BEGIN RECORDS TO PROCESS

PR #3608, opened 2026-04-24
fix(anthropic-effort): clamp pre-set effort max to high for constrained providers (fixes #3563)

### LINKED ISSUE #3563: Bug: effort "max" not clamped for constrained providers when pre-set via session params
### Error

```
{"error":{"message":"output_config.effort \"max\" is not supported by model claude-opus-4.6; supported values: [low medium high]","code":"invalid_reasoning_effort"}}
```

This occurs when using `claude-opus-4.6` via the `github-copilot` provider.

### Environment

- **opencode**: v1.14.19
- **oh-my-openagent**: latest (via `oh-my-openagent@latest` plugin)
- **Provider**: `github-copilot`
- **Model**: `claude-opus-4.6`

### Root Cause

The `anthropic-effort` hook in `src/hooks/anthropic-effort/hook.ts` has an early return at **line 82**:

```typescript
if (output.options.effort !== undefined) return
```

This skips **all** downstream logic — including the constrained-provider clamping — when `effort` is already set on `output.options`. 

The problem is that `effort` can be pre-populated with `"max"` before the hook runs, via two paths:

1. **Session params** (`src/plugin/chat-params.ts` lines 102-107) spread stored session parameters onto `output.options` *before* the anthropic-effort hook is called at line 180.
2. **Model requirements** (`src/shared/model-requirements.ts`) hardcode `variant: "max"` for all Opus models in built-in fallback chains (sisyphus, oracle, prometheus, metis, momus, and several categories).

When either path sets `effort: "max"`, the hook sees it's already defined and returns immediately — never reaching `isConstrainedProvider()` / `clampVariant()`, which would correctly downgrade `"max"` → `"high"` for `github-copilot`.

### Why existing tests don't catch this

The test at `src/hooks/anthropic-effort/index.test.ts` line 156 covers GitHub Copilot clamping, but only when `effort` is **not** pre-set on `output.options`. It doesn't test the scenario where effort is already `"max"` when the hook is invoked.

### Proposed Fix

Replace the early return with constrained-provider-aware clamping:

```typescript
// src/hooks/anthropic-effort/hook.ts, line 82
// Before:
if (output.options.effort !== undefined) return

// After:
if (output.options.effort !== undefined) {
  const constrained = isConstrainedProvider(model.providerID)
  if (constrained && output.options.effort === "max") {
    const opus = isOpusModel(model.modelID)
    output.options.effort = clampVariant("max", opus, constrained)
    ;(message as { variant?: string }).variant = output.options.effort as string
    log("anthropic-effort: clamped pre-set effort max→high", {
      sessionID: input.sessionID,
      provider: model.providerID,
      model: model.modelID,
      reason: "constrained-provider",
    })
  }
  return
}
```

### Additional Improvements (optional)

1. **`model-requirements.ts`**: Change hardcoded `variant: "max"` to `variant: "high"` for opus entries in fallback chains, since `"max"` will always get clamped for constrained providers anyway.
2. **`model-capability-heuristics.ts`** line 16: Consider not including `"max"` in the opus variant list when the provider is known to be constrained (though this may be harder since heuristics are provider-agnostic).
3. **Test coverage**: Add a test case for pre-set `effort: "max"` + `github-copilot` provider to prevent regression.

### Reproduction

1. Configure `opencode.json` to use `github-copilot` provider with `claude-opus-4.6`
2. Load `oh-my-openagent` plugin
3. Trigger any agent that uses opus with `variant: "max"` in its model requirements (e.g., oracle, sisyphus)
4. The API call fails with the error above

--
Issue is found out by opencode, oh-my-openagent, Sonnet 4.6 model using Github Copilot

MoerAI:
## Summary
- Clamp pre-set `effort: "max"` to `"high"` for constrained providers like GitHub Copilot

## Problem
When `output.options.effort` is pre-set to `"max"` via session prompt params (e.g., from the ultrawork keyword-detector or session-level configuration), the anthropic-effort hook skips clamping entirely because of an early return at `if (output.options.effort !== undefined) return`. This causes GitHub Copilot's claude-opus-4.6 to receive `effort: "max"` which it rejects with `output_config.effort "max" is not supported; supported values: [low medium high]`.

## Fix
Before the early return on pre-set effort, check if the provider is constrained and the effort is `"max"`. If so, clamp it to `"high"` and override the message variant accordingly. Non-constrained providers with pre-set effort still skip as before.

## Changes
| File | Change |
|------|--------|
| `src/hooks/anthropic-effort/hook.ts` | Clamp pre-set `effort: "max"` for constrained providers before early return |

Fixes #3563

---
<a href="https://app.blacksmith.sh/code-yeongyu/codesmith/oh-my-openagent/pr/3608"><picture><source media="(prefers-color-scheme: dark)" srcset="https://pr-comments-assets.blacksmith.sh/codesmith/view-in-codesmith-dark.svg"><source media="(prefers-color-scheme: light)" srcset="https://pr-comments-assets.blacksmith.sh/codesmith/view-in-codesmith-light.svg">View in Codesmith</picture></a>

---
## Summary by cubic
Clamp pre-set effort "max" to "high" for constrained providers (e.g., GitHub Copilot) to prevent unsupported-effort errors and avoid failed requests. Adds a debug log to trace clamping. Fixes #3563.

- **Bug Fixes**
  - If `output.options.effort` is "max" and the provider is constrained, clamp to "high", update `message.variant`, and log the change before returning.
  - Non-constrained providers with pre-set effort remain unchanged; existing clamping still applies when effort isn’t pre-set.

<sup>Written for commit 3de1c612adf2e14e5bfd4d7619173aad936037ce. Summary will update on new commits.</sup>

### DIFF
--- a/src/hooks/anthropic-effort/hook.ts
+++ b/src/hooks/anthropic-effort/hook.ts
@@ -79,10 +79,24 @@ export function createAnthropicEffortHook() {
       if (message.variant !== "max") return
       if (!isClaudeProvider(model.providerID, model.modelID)) return
       if (shouldSkipForInternalAgent(agent?.name)) return
-      if (output.options.effort !== undefined) return
-
       const opus = isOpusModel(model.modelID)
       const constrained = isConstrainedProvider(model.providerID)
+
+      // If effort was pre-set (e.g., via session prompt params), still clamp
+      // for constrained providers that reject "max".
+      if (output.options.effort !== undefined) {
+        if (constrained && output.options.effort === "max") {
+          output.options.effort = MAX_VARIANT_BY_TIER.default
+          ;(message as { variant?: string }).variant = MAX_VARIANT_BY_TIER.default
+          log("anthropic-effort: clamped pre-set effort max→high", {
+            sessionID: input.sessionID,
+            provider: model.providerID,
+            model: model.modelID,
+          })
+        }
+        return
+      }
+
       const clamped = clampVariant(message.variant, opus, constrained)
       output.options.effort = clamped
 


MoerAI:

MoerAI:
Closing — looks like upstream commit `1ae32283` ("fix(anthropic-effort): clamp variant=max for github-copilot Claude models") shipped a narrower fix in the same file that addresses #3563. Happy to reopen with a different angle if there's still a gap.

PR #3623, opened 2026-04-24
fix(chat-message): remove unreachable guard that blocked session model recovery (fixes #3561)

### LINKED ISSUE #3561: getStoredMainSessionModel recovery branch is unreachable (dead code)
## Summary

`getStoredMainSessionModel` inside the `chat.message` hook never reaches its recovery branch — one of the guard conditions can never become `false` in production. The recovery mechanism (which appears intended to restore a previously stored session model when the UI drops the selection) is dead code today.

## Location

From the shipped bundle at `dist/index.js:148028-148048`; call site at `dist/index.js:148099-148102`:

```js
function getStoredMainSessionModel(input, pluginConfig, isFirstMessage, output) {
  if (isFirstMessage) return;
  if (subagentSessions.has(input.sessionID)) return;
  if (getMainSessionID() !== input.sessionID) return;
  if (input.model) return;
  if (output.message["model"] !== undefined) return;   // ← always true
  if (hasExplicitAgentModelOverride(input.agent, pluginConfig)) return;
  return getSessionModel(input.sessionID);
}
```

## Why the guard is always satisfied

opencode triggers `chat.message` inside `createUserMessage` at `packages/opencode/src/session/prompt.ts:1234-1244`, **after** `info.model` has already been assigned at line 932:

```ts
const model = input.model ?? ag.model ?? (yield* lastModel(input.sessionID))
// …
const info: MessageV2.User = {
  // …
  model: { providerID: model.providerID, modelID: model.modelID, variant },
}
// …
yield* plugin.trigger("chat.message", { … }, { message: info, parts })
```

The three-way fallback guarantees a defined value, so `info.model` — and therefore `output.message.model`, which is the same object reference — is **always** defined when the hook runs. The guard `output.message["model"] !== undefined` short-circuits every time, and `getSessionModel(sessionID)` is never called.

## Observable consequence

When the opencode frontend drops `input.model` on a message submission, the backend falls back to `ag.model`. The recovery code here looks designed to rescue exactly that case (swap `ag.model` back to the user's last choice stored in `sessionModels`) — but because of the guard, it never runs. The user's previous selection is silently lost.

Concretely reproduced with two plain models (`anthropic/claude-opus-4-7` as agent default, `openai/gpt-5.4` selected by user): message 2 in a new session ends up using the agent default, even though `sessionModels` already has the user's gpt-5.4 choice from message 1. The same pattern applies to models routed through custom OpenAI-compatible providers.

## Suggested fix

**Option A — narrow the guard.** Only skip when the resolved model does *not* look like the agent default, or override when the stored session model differs from the agent default:

```js
const stored = getSessionModel(input.sessionID);
const current = output.message["model"];
const agDefault = getAgentDefaultModel(input.agent, pluginConfig);
if (stored && current && agDefault &&
    current.providerID === agDefault.providerID &&
    current.modelID === agDefault.modelID &&
    (stored.providerID !== agDefault.providerID || stored.modelID !== agDefault.modelID)) {
  output.message["model"] = stored;
}
```

i.e. override only when the resolved value came from the agent default **and** the stored session model is different.

**Option B — move recovery to `chat.params`** (which sees the fully resolved model) and surface a toast instead of silently accepting the drop. Doesn't fix the behavior but makes it visible.

## Related

There's an underlying opencode frontend bug where the model picker resets after the first message of a new session: https://github.com/anomalyco/opencode/issues/23666

Even after that upstream fix, the guard here is worth revisiting — the original intent (resilient session-level model persistence) is good, it just isn't actually working today.

MoerAI:
## Summary
- Remove unreachable guard that prevented session model recovery from restoring the user's previous model selection

## Problem
`getStoredMainSessionModel()` in `chat-message.ts` contains a guard `if (output.message["model"] !== undefined) return undefined` that always short-circuits because OpenCode populates `output.message.model` before triggering the `chat.message` hook. This makes the recovery branch (`getSessionModel(sessionID)`) dead code. When the UI drops the model selection on subsequent messages, the user's previously chosen model is silently lost instead of being restored.

## Fix
Removed the unreachable `output.message["model"]` guard. The remaining guards (`isFirstMessage`, `subagentSessions`, `mainSessionID`, `input.model`, `hasExplicitAgentModelOverride`) still prevent inappropriate model overrides. Now `getSessionModel()` can actually restore the stored model when the UI drops the selection.

## Changes
| File | Change |
|------|--------|
| `src/plugin/chat-message.ts` | Remove unreachable `output.message["model"]` guard in `getStoredMainSessionModel` |

Fixes #3561

---
<a href="https://app.blacksmith.sh/code-yeongyu/codesmith/oh-my-openagent/pr/3623"><picture><source media="(prefers-color-scheme: dark)" srcset="https://pr-comments-assets.blacksmith.sh/codesmith/view-in-codesmith-dark.svg"><source media="(prefers-color-scheme: light)" srcset="https://pr-comments-assets.blacksmith.sh/codesmith/view-in-codesmith-light.svg">View in Codesmith</picture></a>

---
## Summary by cubic
Removed an unreachable guard in `src/plugin/chat-message.ts` that prevented session model recovery, so the user’s previously selected model is restored when the UI omits a model. Existing guards still prevent unintended overrides. Fixes #3561.

<sup>Written for commit 7fa21efc2a3a36b1d957b4ad97dfd7e729fb20f7. Summary will update on new commits.</sup>

### DIFF
--- a/src/plugin/chat-message.ts
+++ b/src/plugin/chat-message.ts
@@ -81,9 +81,9 @@ function getStoredMainSessionModel(
     return undefined
   }
 
-  if (output.message["model"] !== undefined) {
-    return undefined
-  }
+  // Removed: `output.message["model"] !== undefined` guard was unreachable.
+  // OpenCode always populates output.message.model before triggering chat.message,
+  // so the guard short-circuited every time, preventing session model recovery.
 
   if (hasExplicitAgentModelOverride(input.agent, pluginConfig)) {
     return undefined


MoerAI:

acamq (approved):

PR #3626, opened 2026-04-24
fix(delegate-task): default load_skills to [] instead of throwing

darianstlex:
## Summary

The `load_skills` argument guard in `tool-argument-preparation.ts` throws when the LLM omits it from the `task()` tool call. The schema/hint already tell the model it defaults to `[]`, but the guard was strict instead of lenient — causing a hard error instead of a graceful fallback.

## Changes

| File | Change |
|------|--------|
| `src/tools/delegate-task/tool-argument-preparation.ts` | `load_skills === undefined` → silently default to `[]` instead of throwing |
| `src/tools/delegate-task/tools.test.ts` | Updated test to expect success (not error) when `load_skills` is omitted |
| `src/tools/delegate-task/tool-description.ts` | Updated tool hint to clarify that `[]` is the default |
| `src/hooks/delegate-task-retry/patterns.ts` | Removed dead `missing_load_skills` pattern that could never match |
| `src/hooks/delegate-task-retry/index.test.ts` | Removed dead test for the dead pattern |

## Risk

Minimal — this removes a throw and some dead retry logic. No new behavior, just a graceful default that should have been there from the start.

---
<a href="https://app.blacksmith.sh/code-yeongyu/codesmith/oh-my-openagent/pr/3626"><picture><source media="(prefers-color-scheme: dark)" srcset="https://pr-comments-assets.blacksmith.sh/codesmith/view-in-codesmith-dark.svg"><source media="(prefers-color-scheme: light)" srcset="https://pr-comments-assets.blacksmith.sh/codesmith/view-in-codesmith-light.svg">View in Codesmith</picture></a>

---
## Summary by cubic
Default `load_skills` to [] in the delegate-task tool so calls don’t fail when the model omits it or passes null.

- **Bug Fixes**
  - Clarified the tool hint to state the default and updated tests to expect success with missing or null `load_skills`.
  - Removed the dead `missing_load_skills` retry pattern and its assertion; adjusted the error-pattern test count.

<sup>Written for commit 49f858cfe5aca6a3983252bb75a6181782d112bf. Summary will update on new commits.</sup>

### DIFF
--- a/src/hooks/delegate-task-retry/index.test.ts
+++ b/src/hooks/delegate-task-retry/index.test.ts
@@ -34,15 +34,6 @@ describe("sisyphus-task-retry", () => {
       expect(result?.errorType).toBe("missing_run_in_background")
     })
 
-    it("should detect load_skills missing error", () => {
-      const output = "[ERROR] Invalid arguments: 'load_skills' parameter is REQUIRED. Use load_skills=[] if no skills are needed."
-      
-      const result = detectDelegateTaskError(output)
-      
-      expect(result).not.toBeNull()
-      expect(result?.errorType).toBe("missing_load_skills")
-    })
-
     it("should detect category/subagent mutual exclusion error", () => {
       const output = "[ERROR] Invalid arguments: Provide EITHER category OR subagent_type, not both."
       
--- a/src/hooks/delegate-task-retry/index.test.ts
+++ b/src/hooks/delegate-task-retry/index.test.ts
@@ -10,11 +10,10 @@ describe("sisyphus-task-retry", () => {
     // given error patterns are defined
     // then should include all known task error types
     it("should contain all known error patterns", () => {
-      expect(DELEGATE_TASK_ERROR_PATTERNS.length).toBeGreaterThan(5)
+      expect(DELEGATE_TASK_ERROR_PATTERNS.length).toBeGreaterThan(4)
       
       const patternTexts = DELEGATE_TASK_ERROR_PATTERNS.map(p => p.pattern)
       expect(patternTexts).toContain("run_in_background")
-      expect(patternTexts).toContain("load_skills")
       expect(patternTexts).toContain("category OR subagent_type")
       expect(patternTexts).toContain("Unknown category")
       expect(patternTexts).toContain("Unknown agent")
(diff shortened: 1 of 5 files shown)


darianstlex:

code-yeongyu (changes requested):
## Review: fix(delegate-task): default load_skills to []

**Request Changes — one test inconsistency to fix.**

### Intent ✅

Making `load_skills` optional with a sensible default (`[]`) reduces friction without introducing safety issues. The description update is accurate.

### Falsy check concern ⚠️ Minor

`if (!loadSkills)` catches `null`, `undefined`, `0`, `false`, `""` — all default to `[]`. This is intentional and fine for this field since `0`/`false`/`""` are nonsensical values for a skills array. No issue here.

### Callers audit ✅

Searched all callers of `prepareDelegateTaskArgs` — all pass `load_skills` from user input directly. No internal callers pass `null` intentionally. Safe to default.

### Retry pattern removal ✅

Removing `missing_load_skills` from `DELEGATE_TASK_ERROR_PATTERNS` is correct — the error no longer exists, so the retry pattern is dead code.

### Test inconsistency ❌ Must fix

The `null` case test was not updated:

```ts
// tools.test.ts — still expects throw for null, but null now defaults to []
await expect(tool.execute({ ..., load_skills: null }, toolContext))
  .rejects.toThrow("Invalid arguments: load_skills=null is not allowed")
```

This test fails locally (`2 fail`). It should be updated to:

```ts
// then - should default to empty array
await expect(tool.execute({ ..., load_skills: null }, toolContext)).resolves.toBeDefined()
```

Similarly, `DELEGATE_TASK_ERROR_PATTERNS` count test fails because `missing_load_skills` was removed from the array but the test still counts the old number of patterns.

Please fix both failing tests before merge.

code-yeongyu:
[sisyphus-bot] Hi darianstlex. 🙏 Following up on this one after some queue cleanup.

The intent here is right (defaulting `load_skills` to `[]` instead of throwing when the LLM omits it). The 5/4 review from code-yeongyu landed two concrete asks:

1. Update the `null` case test in `tools.test.ts` so it expects `resolves.toBeDefined()` instead of `rejects.toThrow("Invalid arguments: load_skills=null is not allowed")`.
2. Update the `DELEGATE_TASK_ERROR_PATTERNS` count test in `patterns` to match the new count after removing `missing_load_skills` from the array.

The PR has been idle since then and `dev` has moved enough that the three touched files (`tool-argument-preparation.ts`, `tool-description.ts`, `tools.test.ts`) now conflict on rebase. If you can spare the time, the cleanest path forward is:

```bash
git fetch upstream
git rebase upstream/dev
# resolve the three conflicts (mostly accepting yours for the load_skills defaulting + dropping the removed pattern)
# apply the two test fixes from code-yeongyu's review
git push --force-with-lease
```

If you'd rather not pick this back up, please feel free to close and I'll add it to the small-fix backlog so another contributor can re-land the same change on top of current dev. Either way, really appreciate the original work.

END RECORDS TO PROCESS

Search the data above for the word "info" and report how many lines contain it, with nothing further.

RESULT OF THIS TASK: 4